Bon ok, c'est bien beau tout ça, mais quelles sont les implications de cette formule? Prenons d'abord l'émetteur. Le fameux E (ou la fameuse), placé en premier dans la formule non par hasard ou par ordre alphabétique, doit avoir un message à faire passer à R à l'aide d'un outil. Je me concentre ici sur le contenant (vous comprendrez pourquoi plus bas) par rapport au contenu.

Afin d'augmenter la grandeur de la variable E, l'émetteur a quelques efforts à faire.

  • Choisir le bon outil: Le traitement de texte n'est pas idéal pour transmettre une image;
  • Connaître le récepteur: Selon le niveau du récepteur, l'émetteur aura à ajuster son message afin d'être compris;
  • Préciser le message: Un message est toujours interprété, donc l'émetteur doit s'assurer d'être le plus clair possible, et ce sans être trop long;
  • Il faut également structurer le message le plus efficacement possible afin que le récepteur ne se sente pas perdu dans le flot d'informations.
  • Catégoriser le message: les messages sont nombreux, il faut donc tenter de les catégoriser pour en faciliter la digestion par le récepteur.

Stratégies gagnantes pour augmenter la valeur de E:

  • Si le message est web:
    • L'utilisation des fils RSS est un excellent moyen pour l'émetteur de faciliter la tâche du récepteur;
    • Un moteur de recherche dans le site (un ensemble de messages) est un autre moyen pour aider le récepteur;
    • Valider les pages à l'aide d'outils comme http://validator.w3.org/ et http://jigsaw.w3.org/css-validator/;
    • Attention à la lourdeur des images.
  • Utilisation de standard (voir http://w3c.org et http://linuxeduquebec.org/article.php3?id_article=122 );
  • Exploiter la force de l'outil utilisé, par exemple un courriel trop long décourage beaucoup de gens à le lire. Alors qu'un billet trop court n'attire pas l'attention;
  • Être ouvert à la critique constructive pour améliorer son message.

Récepteur

Notre récepteur a un rôle à jouer dans la communication, un rôle très important afin que la variable R ait une grande valeur dans l'équation. Tout comme l'émetteur, le récepteur doit choisir des outils pour recevoir l'information. Il doit également la traiter, ce qui demande un effort, peu importe ce que l'émetteur a utilisé comme outil.

Ses outils doivent donc être en phase avec ceux de l'émetteur, c'est à dire que si l'émetteur utilise une page web (blogue, wiki, page statique...) pour communiquer, le récepteur doit minimalement avoir un navigateur pour accéder au message. Le récepteur doit aussi «aller chercher» le message là où il est (dans son courrier électronique, à une adresse web, sur un fil RSS...). Ce qui demande souvent des efforts relativement élevés.

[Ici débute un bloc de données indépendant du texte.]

PR #1483, opened 2020-09-24
Fixing device reboot loop in case of baseOS failure

zed-rishabh:

### DIFF
--- a/pkg/pillar/cmd/baseosmgr/handlebaseos.go
+++ b/pkg/pillar/cmd/baseosmgr/handlebaseos.go
@@ -282,9 +282,10 @@ func doBaseOsActivate(ctx *baseOsMgrContext, uuidStr string,
 		status.SetErrorNow(err.Error())
 		changed = true
 		return changed
-	} else if proceed {
+	}
+	if proceed {
 		changed = true
-		// Match the version string inside image?
+		// Match the version string inside image
 		if errString := checkInstalledVersion(ctx, *status); errString != "" {
 			log.Error(errString)
 			status.SetErrorNow(errString)
@@ -304,6 +305,7 @@ func doBaseOsActivate(ctx *baseOsMgrContext, uuidStr string,
 			status.PartitionLabel)
 		publishBaseOsStatus(ctx, status)
 	} else {
+		log.Infof("Waiting for image to be mounted")
 		return changed
 	}
 
--- a/pkg/pillar/cmd/baseosmgr/handlebaseos.go
+++ b/pkg/pillar/cmd/baseosmgr/handlebaseos.go
@@ -227,10 +227,14 @@ func setProgressDone(status *types.BaseOsStatus, state types.SwState) {
 func doBaseOsActivate(ctx *baseOsMgrContext, uuidStr string,
 	config types.BaseOsConfig, status *types.BaseOsStatus) bool {
 
+	var (
+		changed bool
+		proceed bool
+		err     error
+	)
 	log.Infof("doBaseOsActivate(%s) uuid %s",
 		config.BaseOsVersion, uuidStr)
 
-	changed := false
 	if status.PartitionLabel == "" {
 		log.Infof("doBaseOsActivate(%s) for %s, unassigned partition",
 			config.BaseOsVersion, uuidStr)
@@ -239,9 +243,6 @@ func doBaseOsActivate(ctx *baseOsMgrContext, uuidStr string,
 
 	// Sanity check the partition label of the current root and
 	// the partition state
-	// We've already dd'ed the new image into the partition
-	// hence can't compare versions here. Version check was done when
-	// processing the baseOsConfig.
 
 	if !zboot.IsOtherPartition(status.PartitionLabel) {
 		return changed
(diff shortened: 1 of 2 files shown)


zed-rishabh:
@nordmark Manual testing passed. The device is not going in a reboot loop after baseos upgrade failure.

pkg/pillar/cmd/baseosmgr/handlebaseos.go
```diff
@@ -273,15 +277,15 @@ func doBaseOsActivate(ctx *baseOsMgrContext, uuidStr string,
...
-	if installDownloadedObjects(uuidStr, status.PartitionLabel,
-		&status.ContentTreeStatusList) {
-
+	changed, proceed, err = installDownloadedObjects(uuidStr, status.PartitionLabel,
+		&status.ContentTreeStatusList)
+	if err != nil {
+		status.SetErrorNow(err.Error())
+		changed = true
+		return changed
+	} else if proceed {
```
eriknordmark, line 288: Nit: Since you have a return in the if,having an else if doesn't improve readability.

pkg/pillar/cmd/baseosmgr/handlebaseos.go
```diff
@@ -273,15 +277,15 @@ func doBaseOsActivate(ctx *baseOsMgrContext, uuidStr string,
 	}
 
 	log.Infof("doBaseOsActivate: %s activating", uuidStr)
-	zboot.SetOtherPartitionStateUpdating(log)
-	publishZbootPartitionStatus(ctx, status.PartitionLabel)
-	baseOsSetPartitionInfoInStatus(ctx, status, status.PartitionLabel)
-	publishBaseOsStatus(ctx, status)
```
eriknordmark, line 279: Who is doing these publishes?

pkg/pillar/cmd/baseosmgr/handlebaseos.go
eriknordmark: Actually it would be clearer if it said:
if err != nil {
   ...
   return
}
if !proceed {
   ...
   return
}

pkg/pillar/cmd/baseosmgr/handlebaseos.go
```diff
@@ -295,12 +299,15 @@ func doBaseOsActivate(ctx *baseOsMgrContext, uuidStr string,
...
 		}
+		zboot.SetOtherPartitionStateUpdating(log)
 		// move the state from VERIFIED to INSTALLED
 		setProgressDone(status, types.INSTALLED)
 		publishZbootPartitionStatus(ctx, status.PartitionLabel)
 		baseOsSetPartitionInfoInStatus(ctx, status,
 			status.PartitionLabel)
 		publishBaseOsStatus(ctx, status)
+	} else {
+		return changed
```
eriknordmark, line 310: Shouldn't we log something here like "waiting for XXX"?
Note that Avi's PR will have more reasons for !done

eriknordmark (commented):
Note that the comment on line 246 about 'we've already dd'ed ...' has been incorrect for a while.
Would be good to have it match the current code.

Also, I went back to see what went wrong. See 3 years ago in https://github.com/project-eve/go-provision/blob/25432b4f2d9e88924089278442373351b225cef7/cmd/zedagent/handlebaseos.go#L288

Then we did a baseos install which did the writetopartition, and in activate we did some checks and marked as Updating. (Thus the comment now on line 246 was correct.)
Can you take a look at that code and see if something else seems broken?
(I can't tell you how surprised I was bug your RCA; this should never have been broken.)

I don't know if this will conflict with Avi's PR, but I'll pull that one into master shortly.

zed-rishabh:
Actually, I also found the version mismatch error with old baseos. It is here
```
// Note: can not do this in volumemgr since it is triggered by Activate=true
func installDownloadedObjects(uuidStr, finalObjDir string,
	status *[]types.ContentTreeStatus) bool {

	ret := true
	log.Infof("installDownloadedObjects(%s)", uuidStr)

	for i := range *status {
		ctsPtr := &(*status)[i]

		if ctsPtr.State == types.LOADED {
			err := installDownloadedObject(ctsPtr.ContentID,
				finalObjDir, ctsPtr)
			if err != nil {
				log.Error(err)
			}
		}
		// if something is still not installed, mark accordingly
		if ctsPtr.State != types.INSTALLED {
			ret = false
		}
	}

	log.Infof("installDownloadedObjects(%s) done %v", uuidStr, ret)
	return ret
}
```
If image is not downloaded and loaded then this function will return true to the caller which is causing version mismatch issue

pkg/pillar/cmd/baseosmgr/handlebaseos.go
zed-rishabh: Resolved

pkg/pillar/cmd/baseosmgr/handlebaseos.go
zed-rishabh: Resolved

eriknordmark:
> If image is not downloaded and loaded then this function will return true to the caller which is causing version mismatch issue

Ah that is blantantly wrong. FWIW Avi might have changed the check to look for LOADED instead of INSTALLED, but this function still needs to be fixed to return false by default.

pkg/pillar/cmd/baseosmgr/handledownload.go
```diff
@@ -98,32 +98,32 @@ func checkContentTreeStatus(ctx *baseOsMgrContext,
...
-			}
-			if !ready {
-				ret = false
+				return changed, proceed, err
 			}
 		}
-		// if something is still not installed, mark accordingly
-		if ctsPtr.State != types.INSTALLED {
-			ret = false
+		if ctsPtr.State == types.INSTALLED {
```
eriknordmark, line 121: It needs to get to LOADED state before proceeding AFAIU

zed-rishabh: That check is already there inside the underlying function. So, we don't need to check it here.

eriknordmark: I was confused; INSTALLED > LOADED. But there are some comments which say VERIFIED to INSTALLED which should say LOADED to INSTALLED.

eriknordmark (approved):
This should work fine (famous last words) in combination with the PR I just pulled. Cross your fingers!

PR #1486, opened 2020-09-24
ensure we always set a blob media type

deitch:
We call `verifyBlob` from 2 distinct places. One of them doesn't set the media-type correctly. This puts it idempotently inside of `verifyBlob`.

Do not merge until @adarsh-zededa says this is ok.


adarsh-zededa (approved):
I didn't see the Mediatype error after manually try to reproduce the issue with this fix.
LGTM.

Stratégies gagnantes pour augmenter la valeur de la variable R:

  • Exploiter les forces de ses outils: ex.: un logiciel de courrier électronique permet d'autoclasser ses messages entrant par sujet, expéditeur, etc. Ceci simplifie grandement la traitment des messages;
  • Favoriser l'utilisation d'agrégateur de fils RSS à la navigation à l'aveugle;
  • Développer une routine: il est plus simple de traiter 20 courriels à chaque jour que d'en traiter 100 une fois la semaine. De plus, certains messages vieillissent mal;
  • Ne pas avoir peur de poser des questions à l'émetteur pour mieux comprendre le message et pouvoir ensuite l'enrichir.

Bruit

Le bruit est un ensemble de facteurs comme:

  • l'utilisation de format de fichier (le contenant) ésotérique: un texte en format pmf (pierre meta file), non documenté, posera des problèmes;
  • la surabondance de messages (incluant les pourriels): on doit éviter d'envoyer des messages à plusieurs si on cible une seule personne (ou même quelques-unes);
  • les mauvaises expériences du récepteur: après une réponse brusque/inadéquate à une question/un message, une personne peut cesser de communiquer (R=0);
  • information en fouillie: est-ce qu'une personne doit recevoir toutes l'informations disponibles ou alors l'information qui la concerne. Ex.: un enseignant en mathématique doit-il recevoir l'information concernant la langue seconde s'il ne la veut pas?

Communication

J'ai tenté de démontrer que l'émetteur et le récepteur ont chacun leur importance dans la qualité de la communication. À mon avis, on néglige souvent le fait que s'il y a absence de récepteur (R=0), il n'y aura pas de communication (C=0). Logique vous me direz!

De plus, pour qu'une communication soit efficace (grand C), émetteur et récepteur doivent minimalement s'entendre sur certains points (outils, format de fichier, structure de l'information...). Ce qui m'amène à daire qu'un groupe comme le RÉCIT devrait travailler sur ces éléments dans les prochains mois.

Pour ce qui est de b, il diminue la qualité (facteur diviseur) de la communication. L'objectif est donc de le minimiser (paradoxalement à l'aide de la communication!). Ici aussi il y a du travail à faire.

Dans le RÉCIT

Beaucoup de contenus/expertises ont été développés depuis les débuts du RÉCIT (même à l'époque des CEMIS). Mais je crois qu'on peut dire que notre bibliothèque est relativement mal classée. Même que je ne vois pas les tablettes ;-) Ce qui a comme résultat de peut être donner l'impression aux éducateurs qu'on n'a pas grand chose à offrir/communiquer.

Il est peut être temps pour notre réseau de s'attaquer au contenant?

Le RÉCIT est divisé selon les domaine d'apprentissage (pour les nationaux). Ce qui peut être intéressant pour certains projets mais pour d'autres, plus englobant (comme le contenant), c'est possiblement un frein. Notre démarche pour l'adoption du gestionnaire de contenu SPIP pour le site central et la syndication (fils RSS) est un premier pas dans cette direction (notre première tablette). Mais il reste beaucoup de travail à faire pour les autres aspects du web: vidéoconférence, clavardage, radio web, streaming vidéo, base de données, travail télécollaboratif, formation virtuelle...

Malheureusement, personne n'a le mandat de développer le «contenant» au niveau national. Oui oui il se fait un peu de développement de contenant (SPIP, fils RSS, vidéoconférence, radio web...), mais ce développement se fait à la pièce, donc sans vue d'ensemble. Ce qui n'aide pas vraiment le réseau à mieux communiquer.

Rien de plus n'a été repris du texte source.